- _PROBLEM DETAILS_:
Filter the data for lines with the word "characters" and copy those lines.

- _Records drawn from a dataset_:
Issue #259, opened 2015-04-14
Package option to set import/require completion quote character (single vs. double)


cybrown:
Most of the time, the standard for quotes is simple quotes, is it possible to add an option so the autocompletion can write simple quotes in the file, or maybe set it as a default ?

basarat:
The exact opposite was requested by @pspeter3 : https://github.com/TypeStrong/atom-typescript/issues/203 :smile: 


> is it possible to add an option

I'll change the title of this request to be just that. I'll mark it as up for grabs as I am not motivated by this, I feel either quoting is fine :) PS: this will need some form of support in `snippet`s too.

cybrown:
Ok thank you for your answer :) I understand that it can't be the default behaviour, and that it may be a plugin option.

I think I should be able to do that by myself, but since I do not know how to use the atom API, is the config object a good place to start investigating ? (https://atom.io/docs/api/v0.191.0/Config)

basarat:
> but since I do not know how to use the atom API, is the config object a good place to start investigating

Yes. But we have it neatly abstracted : https://github.com/TypeStrong/atom-typescript/blob/master/lib/main/atom/atomConfig.ts 

Add a new option `preferredQuoteCharacter` with default to `"` and then push it through here : https://github.com/TypeStrong/atom-typescript/blob/master/lib/main/atom/autoCompleteProvider.ts#L217-L235

Coming to think of it its not that hard to do :) I just didn't want to do it as I want all atom projects to look the same. Don't want to be working on one project with one atomts settings and on another with another atomts settings.

But if its what you want (and I am sure there are others) its good to have it :heart: Looking forward to some PR :+1:

basarat:
`atomConfig` is something you can just require anywhere in the project e.g. in `autoCompleteProvider.ts` ;)

park9140:
@basarat, how do you feel about defaulting this based on tslint config?  I assume we should have both tsconfig, and, editor configuration overrides for this.  I was doing some refactoring today and the default being double quote is opposite of our tslint config, I probably spent 20 minutes going back and fixing the incorrect quotes.

basarat:
> how do you feel about defaulting this based on tslint config

That's a great suggestion. I feel very averse to having a package option for it. I've been thinking of putting this in an `ide` section in `tsconfig.json` but using `tslint.json` is *much* better.

cybrown:
[...]

Issue #203, opened 2015-03-23
Import autocomplete uses single quotes


pspeter3:

basarat:
Yes. This is by design. Single quotes for JS double quotes for HTML is what I've learnt to live with based on the teams I've worked with.

pspeter3:
Ok, is this configurable in anyway? Most typescript I've encountered uses double quotes and as result our team has used this convention.

basarat:
@pspeter3 alright the TS compiler uses double quotes : https://github.com/Microsoft/TypeScript/blob/master/src/compiler/scanner.ts plus I trust your judgement. We don't care in our team, so lets just go with double quotes. I'll push.

basarat:
released `v1.6.0` :heart:

pspeter3:
Thanks!

PR #1147, opened 2016-11-24
Add snippet to import using single quotes (as in Angular2)

tiangolo:
Add snippet to import using single quotes (as in Angular2, angular-cli, etc) as `importq`, additional to `import`.

I see this has been debated here https://github.com/TypeStrong/atom-typescript/issues/203 and here https://github.com/TypeStrong/atom-typescript/issues/259.

Right now the checks run OK, but the snippet generates imports with only double quote characters.

Using the `import` snippet generates an import statement with double quote characters (`"`), and if the preferred quote character was `'` it complains that they should be single quote characters. But currently there is no snippet to generate imports with single quote characters from the beginning.

I think this additional snippet might help keep happy both sides (single and double quote "sides").

---

> All compiled assets are included (atom packages are git tags and hence the built files need to be a part of the source control)

Note: there were no changes to TS files.

### DIFF
--- a/snippets/typescript-snippets.cson
+++ b/snippets/typescript-snippets.cson
@@ -19,6 +19,11 @@
         'body': """
             import ${2} from "${1:path}";$3
         """
+    "import using '":
+        'prefix': 'importq'
+        'body': """
+            import ${2} from '${1:path}';$3
+        """
     'importr':
         'prefix': 'importr'
         'body': """


guncha:
Would it be possible to use the *Preferred quote character* from the settings to make sure "both sides" can use the same `import` snippet?

tiangolo:
I wish it was possible, but as far as I know, it isn't.

There doesn't seem to be a way to use variables to customize snippets using the standard Atom snippets.

Here are the references I see relevant: http://flight-manual.atom.io/using-atom/sections/snippets/ and https://github.com/atom/snippets.

---

Nevertheless, I'm one of the "single quoters" (following Angular 2 style) and I would be OK with "having to" use the alternate import snippet (`importq`), actually that's what I'm doing currently with my forked version. And as there is an `import` snippet for double quote imports, and an `importr` for CommonJS imports (`var myModule = require('myModule')`) I wouldn't see it problematic having another "kind" of import snippet.

Also, if there are people using different code styles for different projects (e.g. Angular 2 with single quotes and NodeJS with double quotes) it could be nice to have both snippets available, otherwise it would require them changing the *Preferred quote character* settings each time they switch to work in each project.

guncha:
SGTM 👍

tiangolo:
Thanks for mergin @guncha !

PR #1153, opened 2016-12-07
As per the typescript handbook, allow "none" as a valid module.

### LINKED ISSUE #960: "none" value for "module" compiler option in tsconfig.json considered invalid
Is in fact a valid option and has somewhat different semantics from leaving it unspecified.

kokarn:

Very minimal change but makes the definition follow the handbook.
https://www.typescriptlang.org/docs/handbook/compiler-options.html

Closes #960.


guncha:
Thanks @kokarn 👍

PR #1155, opened 2016-12-07
Update TypeScript to v2.1

timkendrick:

TypeScript 2.1 is now [officially released](https://blogs.msdn.microsoft.com/typescript/2016/12/07/announcing-typescript-2-1/) – this PR updates `atom-typescript` to use v2.1, allowing object spread syntax etc.

### DIFF
--- a/package.json
+++ b/package.json
@@ -70,7 +70,7 @@
     "react": "^0.13.3",
     "season": "^5.1.4",
     "tsconfig": "^2.2.0",
-    "typescript": "2.1.0-dev.20161023",
+    "typescript": "^2.1.4",
     "xtend": "^4.0.0"
   },
   "devDependencies": {


nickfujita:
@guncha I know this was just created a day ago, but would it be possible to get this merged and pushed? I'm excited get a cleanup of all my Object.assigns :)

guncha:
I tried to do this with some nightly version before the `2.1` release and it was broken due to file extension errors that I didn't bother to hunt down. If this works fine, I'll merge it soon 👍

guncha:
`v10.1.13` is out 🎉  As I suspected, there still was an issue with file extensions and I had to finally track it down. If anyone cares, `TypescriptServicesHost` was treating directories as files when it shouldn't have.

I'm looking into porting `atom-typescript` to use `tsserver` which would then take care of keeping track of all the files, parsing and validating `tsconfig.json`, etc. With that kind of setup you'd be able to use whatever typescript is installed in your `node_modules` and this issue (among many, many others) wouldn't be an issue at all. Something to look forward to, I guess.

Issue #985, opened 2016-06-21
Quick fix: import statement for default exports


nielslyngsoe:
Hey guys

I would like to be able to choose an option in the Quick Fix menu that create an import statement but for a default export module.

Currently you can get this:
import {Foo} from 'Foo';

But I would like an option that results in this:
import Foo from 'Foo';

Let me know if you want me to do a Pull Request, but I thought you might have a better way of solving this than my way.

Thanks for the good work

robinisaksson:
+1

nycdotnet:
Please feel free to implement a PR.

PR #1163, opened 2017-01-03
Bugfix/985    quick fix import statement for default exports

andrewicarlson:

---

This PR resolves Issue 985 (https://github.com/TypeStrong/atom-typescript/issues/985) by abstracting a common method used across all of the `addImport...` quickfixes to a utility and creating a new `addImportFromStatementNoBrackets` implementation.


guncha:
We'll be moving to `tsserver` support for quickfixes so this is woefully out of date. Sorry.

Issue #1108, opened 2016-10-19
Deprecated selector in `atom-typescript/styles/atomts-grammar-syntax.less`


Nikki1993:
In `atom-typescript/styles/atomts-grammar-syntax.less`: 

Starting from Atom v1.13.0, the contents of `atom-text-editor` elements are no longer encapsulated within a shadow DOM boundary. This means you should stop using `:host` and `::shadow` pseudo-selectors, and prepend all your syntax selectors with `syntax--`. To prevent breakage with existing style sheets, Atom will automatically upgrade the following selectors:
- `atom-text-editor::shadow .source.ts .require.path,
  atom-text-editor::shadow .source.tsx .require.path,
  atom-text-editor::shadow .source.ts .reference.path,
  atom-text-editor::shadow .source.tsx .reference.path,
  atom-text-editor::shadow .source.ts .es6import.path,
  atom-text-editor::shadow .source.tsx .es6import.path,
  atom-text-editor::shadow .source.ts .amd.path,
  atom-text-editor::shadow .source.tsx .amd.path` => `atom-text-editor .syntax--source.syntax--ts .syntax--require.syntax--path,
  atom-text-editor .syntax--source.syntax--tsx .syntax--require.syntax--path,
  atom-text-editor .syntax--source.syntax--ts .syntax--reference.syntax--path,
  atom-text-editor .syntax--source.syntax--tsx .syntax--reference.syntax--path,
  atom-text-editor .syntax--source.syntax--ts .syntax--es6import.syntax--path,
  atom-text-editor .syntax--source.syntax--tsx .syntax--es6import.syntax--path,
  atom-text-editor .syntax--source.syntax--ts .syntax--amd.syntax--path,
  atom-text-editor .syntax--source.syntax--tsx .syntax--amd.syntax--path`
- `atom-text-editor::shadow .source.ts .keyword.debugger,
  atom-text-editor::shadow .source.tsx .keyword.debugger` => `atom-text-editor .syntax--source.syntax--ts .syntax--keyword.syntax--debugger,
  atom-text-editor .syntax--source.syntax--tsx .syntax--keyword.syntax--debugger`

Automatic translation of selectors will be removed in a few release cycles to minimize startup time. Please, make sure to upgrade the above selectors as soon as possible.

C-Bouthoorn:
This message is also showing on my system:

Atom: `1.13.0-beta1`
[...]

PR #1167, opened 2017-01-12
Bugfix/1108 Update deprecated CSS selector

byrondover:

^ Not applicable for CSS changes, I'm guessing?

Quick fix for Issue #1108.


bbuck:
What about this aspect of the deprecation notice?

> and prepend all your syntax selectors with `syntax--`. To prevent breakage with existing style sheets, Atom will automatically upgrade the following selectors:

petewalker:
Think #1183 supersedes this.

PR #1175, opened 2017-01-16
Remove css shadow selector

lthomaz:
On atom 1.13 the ::shadow css selector was deprecated. 
I just removed it.


dotmagic:
I think just remove may work but isn't the official way to solve it?
`atom-text-editor::shadow ` should become `atom-text-editor.editor`

bbuck:
What about this aspect of the deprecation notice?

> and prepend all your syntax selectors with `syntax--`. To prevent breakage with existing style sheets, Atom will automatically upgrade the following selectors:

PR #1182, opened 2017-02-03
Added styled-components syntax highlighter per bable-language's implementation

### LINKED ISSUE #1181: styled-components syntax support in TypescriptReact
Currently `language-babel` supports syntax highlighting of `styled-components` template strings. Unfortunately, `TypescriptReact` does not. I'd like to request the implementation of this feature 🙂

https://github.com/styled-components/styled-components#atom

JohnLouderback:
* Added styled-components syntax highlighter per `bable-language`'s implementation

This should resolve #1181 

^ No compiled files were changed.

### DIFF
--- a/grammars/css.cson
+++ b/grammars/css.cson
@@ -1,0 +1,1524 @@
+name: "Styled CSS"
+scopeName: "source.css.styled"
+foldingStartMarker: "(/\\*|{|\\()"
+foldingEndMarker: "(\\*/|\\}|\\))"
+fileTypes: []
+patterns: [
+  {
+    include: "#selector-declaration"
+  }
+]
+repository:
+  "attribute-selectors":
+    patterns: [
+      {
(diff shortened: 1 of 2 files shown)


guncha:
The `grammars/ts*.cson` files are generated by the `scripts/grammar` script from the official Typescript language definitions so next time it's rebuilt your changes are going to be erased. The proper solution is to add the rules dynamically somewhere in that script. `css.cson` should probably be in a different package so it can be updated separately and the `ts*.cson` files should contain a single `include: ""source.inside-js.css.styled"` directive. That way if users have the package installed they get the highlighting and if not, they're none the wiser. The scope descriptor should probably just refer to the `language-babel` package.

JohnLouderback:
Will update accordingly

guncha:
Closing due to inactivity. If you or anyone else wants to revisit, I'll gladly review the changes.

PR #1190, opened 2017-02-15
Add functionality to return-from-declaration

deanproxy:


guncha:
Thanks, I looked at the code briefly and it's 👍 . Only thing - I think you also need to add the same command as `typescript:return-from-declaration` to be consistent with how `go-to-declaration` is defined. A keyboard shortcut would also be nice.

If you want, feel free to add this to the beta branch, too!

deanproxy:
Okay, no problem. I'll fix that quickly.

I'll see what I can do on the beta branch as well.

deanproxy:
Okay. I added the new type and a keymap to it. I picked `F10` because it was near `F12` and wasn't already in use as far as my editor was concerned.  symbols-view uses `ctrl-t`

I'll checkout the beta branch tonight and poke around and see what I can do. I'll make a separate pull request for that.

guncha:
Great job, thanks! I'll publish it during the weekend.

PR #1192, opened 2017-02-15
add return-to-declaration functionality on the tsserver branch

deanproxy:

### DIFF
--- a/lib/main/atom/commands/goToDeclaration.ts
+++ b/lib/main/atom/commands/goToDeclaration.ts
@@ -2,6 +2,15 @@ import {commands} from "./registry"
 import {commandForTypeScript, getFilePathPosition} from "../utils"
 import {simpleSelectionView} from "../views/simpleSelectionView"
 
+const prevCursorPositions:any[] = [];
+
+function open(item: {file: string, start: {line: number, offset: number}}) {
+   atom.workspace.open(item.file, {
+     initialLine: item.start.line - 1,
+     initialColumn: item.start.offset - 1
+   })
+}
+
 commands.set("typescript:go-to-declaration", deps => {
   return async e => {
     if (!commandForTypeScript(e)) {
@@ -11,6 +20,8 @@ commands.set("typescript:go-to-declaration", deps => {
     const location = getFilePathPosition()
     const client = await deps.getClient(location.file)
     const result = await client.executeDefinition(location)
+
+    prevCursorPositions.push(location);
 
     if (result.body!.length > 1) {
       simpleSelectionView({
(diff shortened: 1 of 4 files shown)


lib/main/atom/commands/goToDeclaration.ts
```diff
@@ -2,6 +2,15 @@ import {commands} from "./registry"
 import {commandForTypeScript, getFilePathPosition} from "../utils"
 import {simpleSelectionView} from "../views/simpleSelectionView"
 
+const prevCursorPositions:any[] = [];
```
guncha: Missing the type annotation here. Once you add it, you'll discover a type mismatch between what `getFilePathPosition` returns and what `open` expects.

lib/main/atom/commands/goToDeclaration.ts
```diff
@@ -12,6 +21,8 @@ commands.set("typescript:go-to-declaration", deps => {
     const client = await deps.getClient(location.file)
     const result = await client.executeDefinition(location)
 
+    prevCursorPositions.push(location);
```
guncha: It's possible that the user executes this command, gets multiple results, but presses escape and doesn't open any of them. We don't want to record the previous position in that case - only if they make the jump.

lib/main/atom/commands/goToDeclaration.ts
```diff
@@ -27,12 +38,19 @@ commands.set("typescript:go-to-declaration", deps => {
...
+   return async e => {
+      const position = prevCursorPositions.pop();
+      if (!position) {
+         atom.notifications.addInfo('AtomTS: Previous position not found.');
+         return;
+      }
+      open({
+         file: position.file,
+         start: { line: position.line, offset: position.offset }
+      });
```
guncha: The new object you're creating here has the exact same shape as `position` local, so there's no need for that. You could pass it directly, though you'll see that it's not what `open` expects.

deanproxy: Not completely sure what you mean here. position doesn't have a `start` attribute, it looks like:

    {
        file: string,
        line: number,
        offset: number
    }

Open expect the `line` and `offset` to be children of `start`, which is why I wrote it out like that.  Are you saying to just change the definition of `open` to correspond with the `position` argument?

guncha: Oh, gotcha, I didn't see the `start` bit. Carry on 😆

deanproxy:
added those suggested fixes. let me know if you see anything else.

deanproxy:
Just thinking about this... `prevCursorPosition` array can wind up growing too large and consuming memory if you don't return from your go-to's frequently and you're also one of those people like me that keeps their editor open all of the time. This isn't likely to be a big problem in most situations, but something to keep in mind.

guncha:
Thanks @deanproxy 👍

Issue #1191, opened 2017-02-15
Quickfix trigger on line/file


jimmytheneutrino:
Currently quickfixes are only triggered by alt+enter when the cursor is exactly on (or touching) an error. 
This is ok, but sometimes it is much more faster to trigger quick fix when on the same line or even in the same file (usually you only have one or a couple of problems in a file).

What do you think if quickfixes could also be triggered 
1) on a line containing the error,
2) in the same file?

About implementation:

It seems that 1) is a little harder to implement (basically one needs to pass in a query to projectService's getInfoForQuickFixAnalysis not only current cursor position but also current  line's start and ending).

See [here](https://github.com/TypeStrong/atom-typescript/blob/59c4d4dd5ef403b85caea24c7ecaff57045ada95/lib/main/lang/projectService.ts#L819) and [here](https://github.com/TypeStrong/atom-typescript/blob/59c4d4dd5ef403b85caea24c7ecaff57045ada95/lib/main/atom/atomUtils.ts#L11).

Point 2) just needs some adjustments in getInfoForQuickFixAnalysis (or a similar method).

About shortcuts:

I would love if this extended quick fix search could be triggered simply by double alt+enter, but I am not sure if this is doable in atom at all.

jimmytheneutrino:
Hm. I just realized that I could do F8 (to go to next error) and then alt+enter. 

Then might it be best on alt+enter simply to go to the next error first (if there is no error right here) and then show quick fix suggestions?

PR #1193, opened 2017-02-19
quickfix to fall back to closest error in the file

jimmytheneutrino:

See https://github.com/TypeStrong/atom-typescript/issues/1191.
This PR makes quickfix to fall back to the closest error in the current file in case no error is on the position of the cursor.


guncha:
👍

PR #1200, opened 2017-02-22
Add/remove 'typescript-editor' class from <atom-text-editor> elements where typescript is active

### LINKED ISSUE #1199: Add a specific class to the <atom-text-editor> where typescript is active
Adding and removing a specific class (e.g. `typescript-editor`) to the `<atom-text-editor>` elements where typescript is active or not is a good way of keeping track of the availability of certain commands (in keymaps, for example) or it can be used for extra styling customizations.

Using `syntax--*`-like selectors is bad and should be avoided, as, for instance, there could be different packages which use the same syntax grammars but do not provide the same commands.

arthur-xavier:
Fix #1199 by adding the `typescript-editor` class to the editor where `typescript` is activated and removing this class when the editor is destroyed.

### DIFF
--- a/dist/main/atom/editorSetup.js
+++ b/dist/main/atom/editorSetup.js
@@ -1,4 +1,9 @@
 "use strict";
 function setupEditor(editor) {
+    var editorView = atom.views.getView(editor);
+    editorView.classList.add('typescript-editor');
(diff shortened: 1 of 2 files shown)


guncha:
👍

- _WRITTEN ANSWER_:
Right now the checks run OK, but the snippet generates imports with only double quote characters.
Using the `import` snippet generates an import statement with double quote characters (`"`), and if the preferred quote character was `'` it complains that they should be single quote characters. But currently there is no snippet to generate imports with single quote characters from the beginning.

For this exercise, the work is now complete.